Perhaps the biggest surprise
among these uncollected stories is the three detective
stories, all from the “short-lived” Massey’s
Magazine in 1896 (Gerson, “Piper’s”
138). Sherlock Holmes first appeared in 1887, and by
1892 he was so familiar that he was parodied in Robert
Barr’s “The Adventures of Sherlaw Kombs”
(Knight x). With Holmes apparently drowned according
to a story published in 1893, and not revived until
1902, Scott addressed a demand that Arthur Conan Doyle
was not meeting. His three stories evince a wide reading
in the genre and a preference for a less cerebral detective.
“The Mystery of the Red Deeps” may be slightly
marred by its initial dependence on Nicholas Thompson’s
dream, as Gerson argues (“Piper’s”
140), but otherwise the conventions of detective fiction
are used well: after the confusion caused by the switched
identity of the two sisters, the madness of Alberta
Westwick, and the enigma of the secret room, the story
moves to a violent climax and a postscript, in which
Oliver Arahill reveals that he ended his apprenticeship
by marrying his “fair pupil.” “The
Nest of Imposture” is less successful. Although
Oliver Prest is called a “young man who can find
out things,” he spends most of the story recovering
from falling off his horse. The trick of the switched
sibling identity is used again, but less happily, since
the reader sees through it before Oliver does. The mystery
of the Savona family, shown in the “intricate
spirals” of the handkerchief design that represents
the generations, is solved, but not by Oliver, and his
client is murdered. If Scott was growing uncomfortable
with the genre, he found a way to modify it in the other
uncollected story from Massey’s. Combining
detective fiction with another genre that “flourished”
in the 1890s (Leithauser 142), “John Greenlaw’s
Story” is an unusual ghost story. Perhaps it is
suitable that a detective’s failure occurs in
such a story, for as Brad Leithauser argues, “the
reader comes to the ghost story for that uncertain,
skittery sensation that arises when the laws of science
no longer seem to apply but nobody can say what has
supplanted them” (130). As a man who is in his
own words “loath to this day to place a supernatural
interpretation upon the facts which I vouch for,”
Greenlaw is puzzled by the deaths of Harriet Westbrook
and Mrs. Mannix. He ends by “unconsciously”
adopting his client’s [Page xii]
belief in a supernatural agency, and the story never
resolves the question of who is really responsible for
the murder of Harriet.
Gerson places “Ends Rough
Hewn” with the detective stories, which she calls
“undistinguished” (“Piper’s”
140). I have grouped it with “John Scantleberry,”
which both Gerson (“Piper’s” 141)
and New regard as “the best of the uncollected
stories” (Dreams 46). Because both stories
bring a critical perspective to an urban setting, they
are exceptions to what Gerson calls the “virtual
absence of the contemporary city and its problems from
pre-modern Canadian fiction” (Purer 142).

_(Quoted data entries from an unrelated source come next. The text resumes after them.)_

PR #2456, opened 2020-01-16
Add validator:signed-blocks command and fix validator:status bug

nategraf:
### Description

The `validator:status` command currently makes an incorrect assumption that the index of a validator in the election list is constant across epochs. This PR fixes that assumption and adds a `validator:signed-blocks` command to cover a need in seeing which blocks are or are not signed.

### Tested

Manual testing


timmoreton (approved):
Nice! Can I suggest `validator:signed` or similar?  I can see a use for something like `validator:heartbeat` as a command which just returns an exit status if it's not elected or not signed the last block -- for folks to integrate for monitoring purposes. 

In both commands, having flags to fill these use cases would be helpful:
* all blocks in current epoch
* all blocks in previous complete epoch 
* all blocks in a given epoch, e
* last b blocks

I can also foresee a request for calculating uptime for an epoch based on this... but it is accessible via the end of epoch block (somehow!)

Also you might need to add some documentation and rebuild the docs too.

PR #2457, opened 2020-01-16
[Wallet] Fix type check regression for components wrapped by our custom `withTranslation`

jeanregisser:
### Description

Fixes TypeScript failing to type check components wrapped by our custom `withTranslation` at call site (i.e. in JSX).
Their props were considered to be `any`.
Here we reuse the original implementation types to fix it.

### Tested

Tested that errors are raised again when passing props that are of the wrong types or missing when using a component wrapped by our custom `withTranslation` helper

### Other changes

None

### Related issues

Discussed on Slack.

### Backwards compatibility

Yes.


jmrossy (approved):
Nice!!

And both stories are of more than sociological interest.
In “Ends Rough Hewn,” we follow the Pangmans
in their move from the picturesque village of Sedgeford
to the growing city of Toronto. But instead of contrasting
rural virtue and urban vice, as the opening paragraphs
encourage us to do, the story traces the consequences
of the crime the father commits when he was the village
postmaster. That crime is the source of the family’s
wealth and the cause of the son’s absence after
he is framed by his father. Convinced of her brother’s
innocence, the daughter slowly realizes that her father
must be guilty. Gerson is uneasy with the way the daughter
achieves her insight in a series of visions, but Scott
is careful to state that the visions are aided by memory
and deliberation. After he is confronted by his daughter,
the father is torn between his conscience and his greed:
“The horrid life he had led stood beside him like
a character in a play. He knew the part was hateful,
but he loved the character he had made.” In a
final twist, Pangman decides to confess, but dies before
he can do so. The ending becomes all the more unsettling
when the narrator muses on the “bright power”
that holds out “the cup of expiation” and
then “snatches it away, and hides his face darkly.”

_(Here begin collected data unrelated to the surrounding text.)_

PR #2468, opened 2020-01-17
Update copyright year + inline button 

aaronmgdr:
### Description

copyright year is now set automatically to current year

inline button no longer will have its own size or font, instead getting from the Text it is inline with. 

### Tested

used snapshots to see which pages were changed and then visually checked they looked right

some examples...

Screen Shot 2020-01-17 at 10 50 24 AM
Screen Shot 2020-01-17 at 10 50 48 AM
Screen Shot 2020-01-17 at 10 51 04 AM
Screen Shot 2020-01-17 at 10 51 35 AM
Screen Shot 2020-01-17 at 10 52 10 AM
Screen Shot 2020-01-17 at 11 01 10 AM

### Related issues

Fixes https://github.com/celo-org/celo-labs/issues/222
fixes https://github.com/celo-org/celo-labs/issues/221


packages/web/src/shared/Footer.3.tsx
```diff
@@ -127,6 +127,8 @@ const Navigation = React.memo(function _Navigation({
   )
 })
 
+const YEAR = new Date().getFullYear()
```
jmrossy, line 130: why the UPPERCASE here?

jmrossy (approved):
One nit but otherwise lgtm

packages/web/src/shared/Footer.3.tsx
aaronmgdr: often when i declare a constant outside of a function I do so in upper case, a habit leftover from the days of ruby, but i think it's common in JS land too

In writing this account of a man whose public charity
conceals a private hell, Scott has moved from romance
to what he once called “the outcome of the old
stern laws of life” (Davies 3).
In the opening paragraph of
“John Scantleberry, Working Merchant Tailor, Great
Specialty of Pantaloons,” Scott writes that the
protagonist’s sign “embodies in an obscure
way the peculiar cast of his personality.” Noting
that “scantle” means “small portion”
or “to make scarce,” “’tailor’
suggests ‘cutter,’ ‘pantaloons’
derive from the Italian ‘mask-wearer,’ Pantaleone,”
New argues that “the mask Scantleberry wears is
that of reclusiveness and passivity when in fact he
harbours an extraordinary impulse to violence”
(Dreams 47). In New’s fine analysis,
Scott modifies “the sketch of character, this
time making the drama internal, and requiring the form
of language itself, more than the intricate twists of
intrigue and adventure, to establish the tensions of
narrative” (Dreams 47). [Page
xiii] Scantleberry is not as purely monstrous
as New implies, however; another aspect of his internal
drama involves an impulse to kindness that is more unexpected
than his “impulse to violence.” Foreshadowed
by Scantleberry’s obscure and fleeting memory
“of some moment in childhood,” the impulse
to kindness flourishes when he takes an interest in
the poor girl in the courtyard, as Silas Marner takes
an interest in Eppie in the novel that Scott called
“a work of genius” (“To Brown”
201). Again Scott focusses on language when he writes
that this memory leads Scantleberry to “throw
off the only simile that ever occurred” to him.
Scott then juxtaposes the antithetical impulses: “So,
strangely enough, a sweet human feeling had taken root
there [at his heart], and was striving for life; while
in the gloom of his mind he was nourishing that noxious
pallid plant.” After the benevolent impulse and
the death of his tormentor free Scantleberry from his
violent obsession, “he sank into his old lethargy.”
At the end as at the beginning of the story, the tailor’s
“mental scenery” is as oppressive as his
various residences: “he walked from one room of
life into the next, and knew only the four walls and
the floor.” He lives in a world of “obscure
brokers’ dens” and predatory bailiffs, and
Scott makes no attempt to locate it outside of Canada.
It is not surprising that Scott
did not collect his two stories in comic dialect, since
he did not collect his comic verse either, not even
the fine “Byron on Wordsworth” (Dragland,
“Byron”). He may have been diffident about
his own and his contemporaries’ work, but Scott
was certain that comedy held an enduring value: “If
it be a fact that humour in literature is on the decline,
there is certainly no doubt that this world is as anxious
to laugh today as ever it was” (Davies 277), according
to his Mermaid Inn column of March 18, 1893.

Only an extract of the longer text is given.